Another benefit of the B. Braun Introcan Safety IV Catheter is its ease of use. Featuring a Universal Bevel design that accommodates a variety of insertion angles, the B. Braun Introcan Safety allows for easy, comfortable catheter insertion resulting in improved outcomes as well as reduced risk. "The other way to reduce needlestick injuries is to reduce the number of IV catheters being used or reduce the number of insertion attempts a clinician performs on a patient," Trauger explained. "Ultimately, it’s a best practice model consisting of safer products, informed caregivers and consistent processes that will help drive down needlestick injuries and reduce IV complications."
"Safety products are part of the solution but we cannot rely on them to eliminate our exposure risk," said Hanchett. "You’ve got to make sure that you have reinforcement and education programs in place to combat the resistance of clinicians to changing habits and behaviors. And you also have to strive hard for front of mind awareness relative to protecting yourself. We need to be more careful. The technology will certainly protect us up to a certain point, but we have to be cognizant of our own safety."
"It really requires a vigilance that I think is very hard to maintain when people are super busy and beset by so many other competing and valid priorities," added Hanchett. "Which is more important? Sharps safety, falls, medication errors, throughput issues to relieve congestion in the ED and move patients through the system? The list goes on and on. If sharps safety doesn’t remain a priority, you will inevitably start to see an increase in exposure events."
"If we have learned nothing else since 1990, it is that with change there has to be a top-down mandate," she emphasized. "We knew about emerging sharps safety products before the OSHA Bloodborne Pathogens Standard was implemented, but it took the federal government to require it before the products were widely adopted. The same model applies to individual institutions. Executive leaders and the senior management must insist on the change. In fact, research shows us that they must be champions of change. If they don’t believe in it, no one else will."
Perry recommends that hospitals provide annual retraining on safety devices used in the facility. "When it comes to safety devices, training is key – and then retraining, to ensure that clinicians are using the devices properly and to find out if any issues or problems have arisen. Problems do arise with safety devices; a particular brand may not be the most appropriate for a particular clinical application. Also, certain clinical areas, such as nuclear medicine, may require a safety device that is unique to that setting – what we call a ‘niche’ application. In some cases, a safety device may not yet be available for a particular procedure, in which case the emphasis should be on safe work practices to reduce risk."

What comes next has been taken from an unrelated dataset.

PR #900, opened 2024-04-17
Implement market interactions with rxjs

SewerynKras:


mgordel (approved):
I think it can be merged with beta and then I will try to merge the changes with the activity pool.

Also, "collecting needlestick injury data is essential for monitoring safety device usage and to ensure they are being used properly. The data can be used to analyze how and where injuries occur, and design evidence-based strategies to prevent them," offered Perry.

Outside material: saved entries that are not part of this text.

PR #906, opened 2024-04-19
fix(beta): stabilized examples so that they work, fixed pool implementation

grisha87:
Working with payments still a TODO, addressed in a separate ticket. Fixing pool implementation means: to drain and clear (destroy) all instances upon a single request. Improved error logging because the current implementation was hard to debug and troubleshoot.

### DIFF
--- a/src/activity/activity-pool.ts
+++ b/src/activity/activity-pool.ts
@@ -134,32 +134,29 @@ export class ActivityPool {
     return this.activityPool.available;
   }
 
+  /**
+   * Wait till the pool is ready to use (min number of items in pool are usable)
+   */
+  ready(): Promise<void> {
+    return this.agreementPool.ready();
+  }
+
   private createPoolFactory(): Factory<WorkContext> {
     return {
       create: async (): Promise<WorkContext> => {
-        try {
-          this.logger.debug("Creating new activity to add to pool");
-          const agreement = await this.agreementPool.acquire();
-          const activity = await this.modules.activity.createActivity(agreement);
-          const ctx = new WorkContext(activity, {});
-          await ctx.before();
-          this.events.emit("created", ctx.getDto());
-          return ctx;
-        } catch (err) {
-          this.logger.error("Failed to create new activity for the pool", err);
-          throw err;
-        }
+        this.logger.debug("Creating new activity to add to pool");
+        const agreement = await this.agreementPool.acquire();
+        const activity = await this.modules.activity.createActivity(agreement);
+        const ctx = new WorkContext(activity, {});
+        await ctx.before();
+        this.events.emit("created", ctx.getDto());
+        return ctx;
       },
       destroy: async (ctx: WorkContext) => {
-        try {
-          this.logger.debug("Destroying activity from the pool");
-          await this.modules.activity.destroyActivity(ctx.activity);
-          await this.agreementPool.release(ctx.activity.agreement);
-          this.events.emit("destroyed", ctx.getDto());
-        } catch (err) {
-          this.logger.error("Failed to destroy the activity in the pool", err);
-          throw err;
-        }
+        this.logger.debug("Destroying activity from the pool");
+        await this.modules.activity.destroyActivity(ctx.activity);
+        await this.agreementPool.release(ctx.activity.agreement);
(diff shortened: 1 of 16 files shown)


src/activity/activity-pool.ts
```diff
@@ -127,17 +136,27 @@ export class ActivityPool {
...
-        await this.modules.activity.destroyActivity(activity.activity);
-        await this.agreementPool.release(activity.activity.agreement);
+        try {
+          this.logger.debug("Destroying activity from the pool");
+          await this.modules.activity.destroyActivity(activity.activity);
+          await this.agreementPool.release(activity.activity.agreement);
+        } catch (err) {
+          this.logger.error("Failed to destroy the activity in the pool", err);
+          throw err;
+        }
```
mgordel, line 159: doubled in ` this.activityPool.on("factoryDestroyError"`

src/agreement/agreement-pool.ts
```diff
@@ -108,15 +117,24 @@ export class AgreementPool {
...
-        //TODO: make Agreement compatible with ProposalNew instead of Proposal
-        await this.proposalPool.remove(agreement.proposal);
+        try {
+          this.logger.debug("Destroying agreement from the pool");
+          await this.modules.market.terminateAgreement(agreement, "Finished");
+          await this.proposalPool.remove(agreement.proposal);
+        } catch (err) {
+          this.logger.error("Failed to destroy the agreement in the pool", err);
+          throw err;
+        }
```
mgordel, line 137: handled by `this.agreementPool.on`

src/activity/activity-pool.ts
mgordel, line 1: I wonder if the `.ready()` method would be useful in this interface, which would wait for a situation in which the pool is filled with the indicated number of replicas..
In this implementation we do not know when the pool reaches this state..

```ts
async ready(): Promise<void> {
  return this.activityPool.ready();
}
```

src/activity/activity-pool.ts
```diff
@@ -97,8 +97,17 @@ export class ActivityPool {
...
+   * Sets the pool into draining mode and then clears it
+   *
+   * When set to drain mode, no new acquires will be possible. At the same time, all activities in the pool will be destroyed on the Provider.
+   *
+   * @return Resolves when all activities in the pool are destroyed
+   */
+  async drainAndClear() {
+    await this.activityPool.drain();
+    await this.activityPool.clear();
+    return;
```
mgordel, line 110: we should emit the `end` event here

src/activity/activity-pool.ts
```diff
@@ -97,8 +97,17 @@ export class ActivityPool {
     this.events.emit("destroyed", activity.getDto());
```
mgordel, line 97: this event should be emitted from the function in `createFactoryPool` because it will not be emitted here if the activity is destroyed during the `drainAndClear` process

src/agreement/agreement-pool.ts
```diff
@@ -85,8 +85,17 @@ export class AgreementPool {
     this.events.emit("destroyed", agreement.getDto());
```
mgordel, line 85: this event should be emitted from the function in createFactoryPool because it will not be emitted here if the agreemnet is destroyed during the `drainAndClear` process

src/activity/activity-pool.ts
```diff
@@ -127,17 +136,27 @@ export class ActivityPool {
...
+          this.logger.debug("Creating new activity to add to pool");
+          const agreement = await this.agreementPool.acquire();
+          const activity = await this.modules.activity.createActivity(agreement);
+          const ctx = new WorkContext(activity, {});
+          await ctx.before();
+          return ctx;
+        } catch (err) {
+          this.logger.error("Failed to create new activity for the pool", err);
+          throw err;
+        }
```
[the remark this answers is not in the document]
grisha87: I see what you mean. I need to test this behavior if I will be seeing the activity creation errors.

src/activity/activity-pool.ts
grisha87: + the same for agreement pool

mgordel (approved):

Reporting of injuries and subsequent root cause analysis is key to the ongoing success of any sharps safety program, stressed Pugliese. "Hospitals need to do an analysis of every needlestick injury to determine the cause and target prevention accordingly. For example, is it failure to use a safety device when available, non-activation of the safety feature, or a special situation that needs addressing, or sharps container-related injuries?"

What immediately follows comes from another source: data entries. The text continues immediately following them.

PR #910, opened 2024-04-25
feat(market): added batching initial proposals

mgordel:


src/market/market.module.ts
```diff
@@ -229,7 +251,24 @@ export class MarketModuleImpl implements MarketModule {
         }
         longPoll();
       };
+      // reduce initial proposals to a set grouped by the provider's key to avoid duplicate offers
+      const batch = async () => {
```
SewerynKras, line 255: The implementation is good but I think this should be in a separate operator. I think we want to filter out proposals we don't want first, before putting them in the buffer, plus it's better for readability and maintainability.

I was thinking something like:
```ts
deduplicateProposals(options): OperatorFunction<ProposalNew, ProposalNew> {
  return (source) => 
    new Observable((destination) => {
     const proposalsBatch = ...
     source.subscribe((proposal) => {...});
 })
}

// in `startCollectingProposals`
      switchMap((demand) => this.subscribeForProposals(demand)),
      // for each proposal collected -> filter out undesired and invalid ones
      filter((proposal) => proposal.isValid()),
      filter((proposal) => !options.filter || options.filter(proposal)),
      this.deduplicateProposals(options),   //<---------------
      ...
```

SewerynKras (changes requested):

src/market/market.module.ts
mgordel: It has been moved to a separate function

SewerynKras (approved):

Hanchett suggested that eliminating non-safety products is critical to reinforcing change. "When you replace a product, there is usually some objection. But if you remove the opportunity to revert to non-safety products, the objections typically decrease as staff modify their habits to adopt the new technology. It is important to remember that change is difficult. It is essential to provide on-going feedback and reinforcement to support a sustainable, incremental change in our awareness, attitudes and practice."